今日は高頻度でフミが察知してくれるお陰で、魔物を探し回る時間が殆ど要らなくて、連戦を繰り返すことができている。
お昼休憩までに、今日の討伐ノルマである65体のうち、7~8割ぐらい終えられれば嬉しいかなと考えていたんだけれど。
実際には午前の10時にもなる前に、ノルマ達成まであと3体、というところまで迫ることができていた。
「こういう時こそ焦らないようにしなきゃだね」
「そうですね。心が浮ついている時が一番危ないです」
スミカの言葉に、フミも同意してくれる。
ピティ相手だって、油断をすれば怪我をすることは有り得るのだ。
「フミ、ちょっとあっちに向かっても良い?」
「あ、はい」
基本的にはフミが気配を察知した魔物を狩ることだけを考えて、ダンジョン内を適当に動いているわけだけれど。都合よく採取オーブが近くにある時ぐらいは、なるべく回収するようにしている。
今回も、角をひとつ曲がった先にあることが判っているから。少しだけスミカが先導して移動し、台座に乗った大きな水晶玉――採取オーブを発見した。
「あれだけ好き勝手に動き回っているのに……。現在位置をちゃんと把握しているスミカ姉様は、本当に凄いと思います」
「何度でも言うけど、見えてもいない魔物に気づくフミのほうが凄いからね?」
祝福のレベルアップで得た天職によっては、付近の魔物を探知する異能やスキルが手に入ることもあると、そう聞いたことがあるけれど。

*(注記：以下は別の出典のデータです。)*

PR #1066, opened 2025-07-15
Migrate to fluree.crypto with Ed25519 and standards-based verifiable credentials

bplatz:
## Summary

This PR migrates the codebase to use the updated fluree.crypto library, focusing on standards-based verifiable credentials support and modernizing cryptographic implementations.

#### Cryptographic Updates
- **Ed25519 Support**: Migrated from Secp256k1 to Ed25519 cryptographic signatures for better standards compliance
- **DID Format**: Changed from proprietary `did:fluree:` to standards-based `did:key:` format
- **JWS Algorithm**: Updated from `ES256K-R` to `EdDSA` for JSON Web Signatures
- **Proof Type**: Changed from `EcdsaSecp256k1RecoverySignature2020` to `Ed25519Signature2018`

#### Account ID Format Changes
- Account IDs now use Ed25519 multicodec prefix (`ed01`) instead of Secp256k1 (`e7`)
- Account ID generation now uses multibase encoding with `did:key:` prefix
- All test fixtures updated to reflect new Ed25519 key format

#### API Updates
- Updated `crypto/pub-key-from-private` → `crypto/public-key-from-private`
- Added support for `crypto/account-id-from-private` function
- All `crypto/create-jws` calls now include `{:include-pubkey true}` parameter
- Updated DID namespace constant from `"did:fluree:"` to `"did:key:"`

#### Dependency Updates
- **fluree.crypto**: Updated to commit `0db37977cccfcbe7f07ee8f43ab7979881f0154d`
- **Clojure**: Updated to 1.12.1
- **Shadow-cljs**: Updated to 2.28.15
- **Removed**: Obsolete crypto dependencies (`@fluree/sjcl`, `js-sha3`, `scrypt-js`)
- **Added**: Modern crypto libraries (`@noble/ed25519`, `@noble/hashes`)

#### Test Updates
- All test fixtures migrated from Secp256k1 to Ed25519 keys
- Updated expected commit hashes and DID values
- All 207 tests passing with new cryptography

#### Java Version Requirement
**⚠️ BREAKING**: This update requires **Java 17 minimum** (previously Java 11)

#### Account ID Format
Account IDs generated from private keys now use a different format:
- **Before**: Secp256k1-based with `did:fluree:` prefix
- **After**: Ed25519-based with `did:key:` prefix

#### Verifiable Credentials
- Signature algorithm changed from `ES256K-R` to `EdDSA`
- Proof type changed from `EcdsaSecp256k1RecoverySignature2020` to `Ed25519Signature2018`
- JWS creation now requires `{:include-pubkey true}` parameter

### Impact
- **Bundle Size**: No significant change (browser build remains 5.5MB)
- **Performance**: Ed25519 signatures are generally faster than Secp256k1
- **Standards Compliance**: Better alignment with W3C DID and Verifiable Credentials standards
- **Security**: Ed25519 provides equivalent security with smaller key sizes

### Testing
All 207 tests are passing with the new cryptographic implementation. The migration maintains backward compatibility for existing data while using the new crypto format for new operations.

## Test plan
- [x] All existing tests pass (207 tests, 1492 assertions)
- [x] Browser build compiles successfully
- [x] Crypto function migrations verified
- [x] DID format changes tested
- [x] JWS operations with new parameters confirmed


src/fluree/db/flake/commit_data.cljc
```diff
@@ -326,15 +326,16 @@
...
-    (cond-> commit
-      txn-id (assoc :txn txn-id)
-      author (assoc :author author)
-      issuer (assoc :issuer {:id issuer})
-      prev-commit (assoc :previous prev-commit)
-      message (assoc :message message)
-      annotation (assoc :annotation annotation)
-      tag (assoc :tag tag))))
+                               :time time))
+        result (cond-> commit
```
zonotope: Why is this extra binding necessary when it's immediately returned?

deps.edn
```diff
@@ -1,4 +1,4 @@
-{:deps {org.clojure/clojure              {:mvn/version "1.11.3"}
+{:deps {org.clojure/clojure              {:mvn/version "1.11.4"}
```
zonotope, line 1: Does 1.12 not work? I remember there being an issue with updating to it on this codebase when it was first released. Is that still the case?

bplatz: I think we need to go to 1.12.1 probably sooner rather than later. The only issue for us is Eastwood breaks, but only for defrecord linting so we could exclude those namespaces and still use Eastwood.

The maintainer of Eastwood indicates little time to spend on it, and it in turn depends on another library that needs to be updated which isn't yet. There is no Eastwood alternative that I can find and there doesn't seem to be anyone working on one. clj-kondo is great but designed to be fast and therefore doesn't do the level of introspection Eastwood does (e.g. reflection and other deeper issues).

I actually have some work on a different branch related to GraalVM where I used 1.12.1 and was thinking of proposing the move... but been trying to avoid it for the above reason.

src/fluree/db/flake/commit_data.cljc
bplatz: I was debugging the 'result' and logging it out, but forgot to put it back. Will address now.

deps.edn
zonotope: Yes, it was eastwood. That was the same issue as before.

zonotope (approved):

フミに同じことができるのは、純粋に彼女自身が持つ能力なんだから凄い。
とりあえず褒め合いもそこそこに、2人で採取オーブのほうに向き直る。
フミと一緒に水晶玉の中に手を差し込み、中からアイテムを引き抜いた。
出てきたのは、30cmほどの長さがある真っ赤な丸太。
まあ丸太と言っても、太さは5cmぐらいなんだれど。
「おっ。これは確か500円で買い取って貰えたやつだね」
「500円は普通に嬉しい収入ですね」
こんな長さも太さも微妙な丸太が、一体何の役に立つんだろう。
それなりの値段で買い取ってくれるのは嬉しいけれど。どこに金銭価値が見出されている品なのか、ちょっと不思議にも思う。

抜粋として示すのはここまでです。